> **TASK GOAL**
Below is a block of records. Copy every line in it that contains the word "does".

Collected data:
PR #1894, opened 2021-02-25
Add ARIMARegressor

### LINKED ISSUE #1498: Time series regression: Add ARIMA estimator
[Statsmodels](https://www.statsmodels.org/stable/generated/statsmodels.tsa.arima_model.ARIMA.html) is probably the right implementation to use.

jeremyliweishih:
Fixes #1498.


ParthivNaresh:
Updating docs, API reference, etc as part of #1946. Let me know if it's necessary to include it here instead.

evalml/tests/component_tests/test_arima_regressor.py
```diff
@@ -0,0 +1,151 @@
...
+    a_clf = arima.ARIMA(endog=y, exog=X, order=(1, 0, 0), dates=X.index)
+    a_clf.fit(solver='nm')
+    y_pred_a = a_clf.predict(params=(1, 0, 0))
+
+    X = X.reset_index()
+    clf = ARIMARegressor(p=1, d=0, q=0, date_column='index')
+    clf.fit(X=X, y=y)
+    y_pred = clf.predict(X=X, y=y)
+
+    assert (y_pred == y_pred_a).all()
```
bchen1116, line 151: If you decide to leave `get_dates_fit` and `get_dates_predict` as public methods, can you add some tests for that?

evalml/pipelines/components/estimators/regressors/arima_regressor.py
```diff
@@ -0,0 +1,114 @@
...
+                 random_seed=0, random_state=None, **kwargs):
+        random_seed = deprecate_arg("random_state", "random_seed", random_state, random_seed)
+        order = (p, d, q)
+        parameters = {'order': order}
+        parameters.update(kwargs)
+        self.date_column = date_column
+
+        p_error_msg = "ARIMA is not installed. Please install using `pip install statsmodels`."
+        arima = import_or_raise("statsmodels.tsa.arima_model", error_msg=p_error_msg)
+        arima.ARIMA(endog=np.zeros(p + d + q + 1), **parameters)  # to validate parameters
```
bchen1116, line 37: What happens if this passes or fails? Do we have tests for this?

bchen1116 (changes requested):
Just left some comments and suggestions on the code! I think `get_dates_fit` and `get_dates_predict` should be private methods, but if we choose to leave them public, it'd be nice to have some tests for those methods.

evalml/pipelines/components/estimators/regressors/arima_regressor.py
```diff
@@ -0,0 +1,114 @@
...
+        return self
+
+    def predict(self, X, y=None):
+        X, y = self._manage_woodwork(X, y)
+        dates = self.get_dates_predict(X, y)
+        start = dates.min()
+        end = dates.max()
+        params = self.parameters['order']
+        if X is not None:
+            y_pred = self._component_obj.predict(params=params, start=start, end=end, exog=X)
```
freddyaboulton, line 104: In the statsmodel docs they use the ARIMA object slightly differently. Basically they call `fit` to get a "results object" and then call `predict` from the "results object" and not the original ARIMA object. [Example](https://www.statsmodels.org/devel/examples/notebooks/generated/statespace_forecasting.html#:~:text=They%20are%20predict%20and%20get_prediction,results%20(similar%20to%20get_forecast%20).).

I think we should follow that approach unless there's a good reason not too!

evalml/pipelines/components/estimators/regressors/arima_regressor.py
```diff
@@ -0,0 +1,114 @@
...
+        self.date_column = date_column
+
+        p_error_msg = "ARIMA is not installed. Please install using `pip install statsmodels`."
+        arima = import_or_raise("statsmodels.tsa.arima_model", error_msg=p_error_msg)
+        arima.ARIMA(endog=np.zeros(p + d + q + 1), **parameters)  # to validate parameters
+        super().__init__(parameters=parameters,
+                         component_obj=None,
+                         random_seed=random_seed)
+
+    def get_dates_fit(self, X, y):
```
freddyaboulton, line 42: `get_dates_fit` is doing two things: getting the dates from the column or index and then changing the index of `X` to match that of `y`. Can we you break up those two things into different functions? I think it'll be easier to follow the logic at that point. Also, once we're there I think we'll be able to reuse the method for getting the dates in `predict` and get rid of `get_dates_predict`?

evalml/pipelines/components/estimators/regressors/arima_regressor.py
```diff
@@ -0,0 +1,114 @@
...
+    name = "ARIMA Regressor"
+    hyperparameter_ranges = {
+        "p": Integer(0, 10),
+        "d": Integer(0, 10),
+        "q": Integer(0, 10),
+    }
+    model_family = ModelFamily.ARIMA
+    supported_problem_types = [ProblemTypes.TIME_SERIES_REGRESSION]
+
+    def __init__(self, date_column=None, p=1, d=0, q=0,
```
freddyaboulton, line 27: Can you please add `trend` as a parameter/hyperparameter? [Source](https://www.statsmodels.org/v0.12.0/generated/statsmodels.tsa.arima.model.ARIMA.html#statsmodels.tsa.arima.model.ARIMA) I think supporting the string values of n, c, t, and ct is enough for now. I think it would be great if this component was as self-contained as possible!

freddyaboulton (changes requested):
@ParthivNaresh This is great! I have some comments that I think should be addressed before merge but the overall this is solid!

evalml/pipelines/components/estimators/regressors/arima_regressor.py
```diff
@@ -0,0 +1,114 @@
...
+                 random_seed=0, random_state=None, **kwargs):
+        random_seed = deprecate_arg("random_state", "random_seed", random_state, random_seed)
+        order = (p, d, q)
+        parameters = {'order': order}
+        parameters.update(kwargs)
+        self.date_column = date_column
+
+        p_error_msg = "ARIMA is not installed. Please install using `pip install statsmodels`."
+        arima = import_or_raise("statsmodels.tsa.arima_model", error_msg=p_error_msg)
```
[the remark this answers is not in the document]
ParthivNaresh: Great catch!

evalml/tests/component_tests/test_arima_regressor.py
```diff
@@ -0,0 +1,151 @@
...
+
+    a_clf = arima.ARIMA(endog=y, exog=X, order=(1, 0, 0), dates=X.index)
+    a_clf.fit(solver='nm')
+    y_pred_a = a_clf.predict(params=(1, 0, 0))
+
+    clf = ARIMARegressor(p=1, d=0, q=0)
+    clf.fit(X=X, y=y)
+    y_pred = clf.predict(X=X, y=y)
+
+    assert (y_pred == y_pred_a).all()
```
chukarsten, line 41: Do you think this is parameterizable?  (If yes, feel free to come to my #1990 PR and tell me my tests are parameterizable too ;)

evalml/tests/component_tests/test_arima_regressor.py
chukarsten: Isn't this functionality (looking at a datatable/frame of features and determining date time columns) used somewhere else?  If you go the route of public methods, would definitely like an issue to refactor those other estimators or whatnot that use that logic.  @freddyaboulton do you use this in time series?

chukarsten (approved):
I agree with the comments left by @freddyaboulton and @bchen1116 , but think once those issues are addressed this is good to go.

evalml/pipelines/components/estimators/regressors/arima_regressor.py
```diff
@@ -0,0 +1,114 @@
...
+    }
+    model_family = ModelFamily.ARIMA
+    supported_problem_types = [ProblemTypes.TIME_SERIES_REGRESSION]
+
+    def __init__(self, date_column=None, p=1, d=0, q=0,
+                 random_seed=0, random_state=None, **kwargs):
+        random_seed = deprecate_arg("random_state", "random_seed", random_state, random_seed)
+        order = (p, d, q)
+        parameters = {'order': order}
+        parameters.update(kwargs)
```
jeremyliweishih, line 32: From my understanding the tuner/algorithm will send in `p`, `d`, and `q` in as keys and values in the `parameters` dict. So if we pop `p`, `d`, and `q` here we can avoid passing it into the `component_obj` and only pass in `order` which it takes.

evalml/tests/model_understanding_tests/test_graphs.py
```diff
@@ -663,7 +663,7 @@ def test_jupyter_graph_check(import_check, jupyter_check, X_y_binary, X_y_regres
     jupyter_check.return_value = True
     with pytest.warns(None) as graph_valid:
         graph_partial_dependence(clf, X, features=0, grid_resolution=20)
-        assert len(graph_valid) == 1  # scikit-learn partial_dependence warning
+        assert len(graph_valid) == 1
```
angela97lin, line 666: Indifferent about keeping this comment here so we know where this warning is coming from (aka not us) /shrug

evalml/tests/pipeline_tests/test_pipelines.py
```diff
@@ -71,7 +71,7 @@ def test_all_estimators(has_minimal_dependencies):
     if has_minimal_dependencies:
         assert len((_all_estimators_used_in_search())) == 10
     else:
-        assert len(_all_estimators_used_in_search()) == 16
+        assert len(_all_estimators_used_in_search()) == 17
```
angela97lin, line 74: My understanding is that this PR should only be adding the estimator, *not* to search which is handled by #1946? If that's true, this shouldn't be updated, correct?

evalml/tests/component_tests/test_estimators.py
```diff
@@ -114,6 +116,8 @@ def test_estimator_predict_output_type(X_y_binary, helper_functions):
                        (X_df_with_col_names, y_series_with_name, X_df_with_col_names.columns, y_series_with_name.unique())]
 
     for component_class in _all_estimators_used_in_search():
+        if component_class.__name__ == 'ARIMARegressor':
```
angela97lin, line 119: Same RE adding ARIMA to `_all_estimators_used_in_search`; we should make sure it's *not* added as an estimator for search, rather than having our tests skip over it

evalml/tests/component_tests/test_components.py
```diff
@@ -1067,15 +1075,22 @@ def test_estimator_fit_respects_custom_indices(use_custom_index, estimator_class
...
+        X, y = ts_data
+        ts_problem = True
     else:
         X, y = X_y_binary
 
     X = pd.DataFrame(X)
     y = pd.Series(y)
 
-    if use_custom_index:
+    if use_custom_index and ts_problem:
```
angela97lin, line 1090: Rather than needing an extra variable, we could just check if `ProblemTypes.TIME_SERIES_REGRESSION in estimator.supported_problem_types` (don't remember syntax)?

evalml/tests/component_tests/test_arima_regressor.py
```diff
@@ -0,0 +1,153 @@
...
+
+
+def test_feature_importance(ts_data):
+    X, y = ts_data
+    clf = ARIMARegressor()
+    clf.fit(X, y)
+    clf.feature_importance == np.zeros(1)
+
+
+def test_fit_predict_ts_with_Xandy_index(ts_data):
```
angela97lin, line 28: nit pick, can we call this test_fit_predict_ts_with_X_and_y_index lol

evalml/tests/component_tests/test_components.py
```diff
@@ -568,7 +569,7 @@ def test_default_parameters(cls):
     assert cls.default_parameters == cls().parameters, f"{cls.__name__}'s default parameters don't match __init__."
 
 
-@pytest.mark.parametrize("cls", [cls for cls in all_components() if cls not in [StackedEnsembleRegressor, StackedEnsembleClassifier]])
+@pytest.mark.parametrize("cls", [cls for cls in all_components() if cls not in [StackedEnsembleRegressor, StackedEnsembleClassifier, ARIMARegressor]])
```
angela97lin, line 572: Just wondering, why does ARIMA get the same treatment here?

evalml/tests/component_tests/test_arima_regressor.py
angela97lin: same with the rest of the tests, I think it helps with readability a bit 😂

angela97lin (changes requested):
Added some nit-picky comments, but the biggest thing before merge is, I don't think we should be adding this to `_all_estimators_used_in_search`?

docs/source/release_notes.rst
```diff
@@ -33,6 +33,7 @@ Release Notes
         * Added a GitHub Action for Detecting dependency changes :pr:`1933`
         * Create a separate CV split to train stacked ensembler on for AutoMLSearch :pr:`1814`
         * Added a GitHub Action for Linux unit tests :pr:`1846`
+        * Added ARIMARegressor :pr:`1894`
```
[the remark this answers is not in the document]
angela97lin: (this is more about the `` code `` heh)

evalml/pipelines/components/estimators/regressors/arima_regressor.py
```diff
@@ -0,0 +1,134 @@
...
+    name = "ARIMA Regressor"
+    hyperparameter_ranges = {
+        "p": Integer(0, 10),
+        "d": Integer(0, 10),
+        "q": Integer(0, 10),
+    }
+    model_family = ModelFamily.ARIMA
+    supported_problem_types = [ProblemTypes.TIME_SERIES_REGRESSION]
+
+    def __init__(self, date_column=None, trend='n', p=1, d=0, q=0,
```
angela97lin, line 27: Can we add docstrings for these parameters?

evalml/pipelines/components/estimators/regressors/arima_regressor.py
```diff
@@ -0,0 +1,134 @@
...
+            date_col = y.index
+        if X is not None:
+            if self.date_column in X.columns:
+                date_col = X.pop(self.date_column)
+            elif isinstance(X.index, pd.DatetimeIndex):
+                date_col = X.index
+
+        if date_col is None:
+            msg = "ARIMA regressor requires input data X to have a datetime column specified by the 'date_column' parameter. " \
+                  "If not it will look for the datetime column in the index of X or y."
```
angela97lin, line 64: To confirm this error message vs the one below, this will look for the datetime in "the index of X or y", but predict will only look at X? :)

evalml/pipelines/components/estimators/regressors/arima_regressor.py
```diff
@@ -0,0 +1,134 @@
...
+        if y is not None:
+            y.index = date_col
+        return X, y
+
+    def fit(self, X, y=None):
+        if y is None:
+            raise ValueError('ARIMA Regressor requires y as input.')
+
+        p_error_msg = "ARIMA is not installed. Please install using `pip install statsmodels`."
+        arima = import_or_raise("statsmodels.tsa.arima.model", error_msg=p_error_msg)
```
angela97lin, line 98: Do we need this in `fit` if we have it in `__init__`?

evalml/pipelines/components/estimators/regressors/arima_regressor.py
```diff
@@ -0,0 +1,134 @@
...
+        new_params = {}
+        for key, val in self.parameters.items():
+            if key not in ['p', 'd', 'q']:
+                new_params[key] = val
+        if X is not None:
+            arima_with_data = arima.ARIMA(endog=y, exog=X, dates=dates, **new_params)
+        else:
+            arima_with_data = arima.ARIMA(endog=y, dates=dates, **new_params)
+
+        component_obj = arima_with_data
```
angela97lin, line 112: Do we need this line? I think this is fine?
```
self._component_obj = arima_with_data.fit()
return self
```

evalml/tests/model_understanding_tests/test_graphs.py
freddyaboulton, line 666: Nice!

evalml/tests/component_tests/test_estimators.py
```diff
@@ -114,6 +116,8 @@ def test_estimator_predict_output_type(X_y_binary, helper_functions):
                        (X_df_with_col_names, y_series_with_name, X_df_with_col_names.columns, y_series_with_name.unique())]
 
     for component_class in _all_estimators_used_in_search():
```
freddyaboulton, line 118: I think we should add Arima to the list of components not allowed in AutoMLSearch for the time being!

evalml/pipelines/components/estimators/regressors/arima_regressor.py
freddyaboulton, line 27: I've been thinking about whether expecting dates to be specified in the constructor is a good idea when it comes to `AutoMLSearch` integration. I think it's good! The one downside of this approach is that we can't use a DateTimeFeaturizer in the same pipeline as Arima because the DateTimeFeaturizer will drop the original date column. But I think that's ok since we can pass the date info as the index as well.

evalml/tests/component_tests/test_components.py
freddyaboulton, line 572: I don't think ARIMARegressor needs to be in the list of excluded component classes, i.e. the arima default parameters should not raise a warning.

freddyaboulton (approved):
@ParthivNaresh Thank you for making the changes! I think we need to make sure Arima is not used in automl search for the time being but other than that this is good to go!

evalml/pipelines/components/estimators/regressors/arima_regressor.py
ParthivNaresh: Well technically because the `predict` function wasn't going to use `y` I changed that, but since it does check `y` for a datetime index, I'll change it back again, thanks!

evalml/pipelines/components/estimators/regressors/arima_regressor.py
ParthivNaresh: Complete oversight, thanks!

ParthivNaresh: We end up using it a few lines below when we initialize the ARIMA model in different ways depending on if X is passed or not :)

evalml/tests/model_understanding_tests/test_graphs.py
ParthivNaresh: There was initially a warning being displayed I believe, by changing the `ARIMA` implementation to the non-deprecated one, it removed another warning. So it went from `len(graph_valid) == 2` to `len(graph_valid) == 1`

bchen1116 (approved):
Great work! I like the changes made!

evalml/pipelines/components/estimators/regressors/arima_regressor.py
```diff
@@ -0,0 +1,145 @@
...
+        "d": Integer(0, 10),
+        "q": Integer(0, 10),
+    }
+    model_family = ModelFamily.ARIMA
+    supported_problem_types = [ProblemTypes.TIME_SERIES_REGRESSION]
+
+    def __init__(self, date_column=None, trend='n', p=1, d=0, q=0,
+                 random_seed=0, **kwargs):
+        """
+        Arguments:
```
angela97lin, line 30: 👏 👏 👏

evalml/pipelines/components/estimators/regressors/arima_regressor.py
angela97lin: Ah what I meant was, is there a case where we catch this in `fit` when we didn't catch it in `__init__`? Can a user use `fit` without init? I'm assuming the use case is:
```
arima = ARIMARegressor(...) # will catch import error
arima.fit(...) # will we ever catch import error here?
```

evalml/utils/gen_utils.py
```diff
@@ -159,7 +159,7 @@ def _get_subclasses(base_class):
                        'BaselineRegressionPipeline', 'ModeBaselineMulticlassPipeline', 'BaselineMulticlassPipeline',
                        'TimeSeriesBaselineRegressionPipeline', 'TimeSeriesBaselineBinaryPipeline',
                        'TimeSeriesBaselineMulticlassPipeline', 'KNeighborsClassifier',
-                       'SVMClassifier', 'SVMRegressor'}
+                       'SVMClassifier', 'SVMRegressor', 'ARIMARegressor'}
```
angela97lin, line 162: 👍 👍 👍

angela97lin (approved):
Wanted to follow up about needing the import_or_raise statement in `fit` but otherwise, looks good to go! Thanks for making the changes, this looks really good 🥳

> **EXERCISE OUTPUT**
angela97lin, line 572: Just wondering, why does ARIMA get the same treatment here?
ParthivNaresh: Well technically because the `predict` function wasn't going to use `y` I changed that, but since it does check `y` for a datetime index, I'll change it back again, thanks!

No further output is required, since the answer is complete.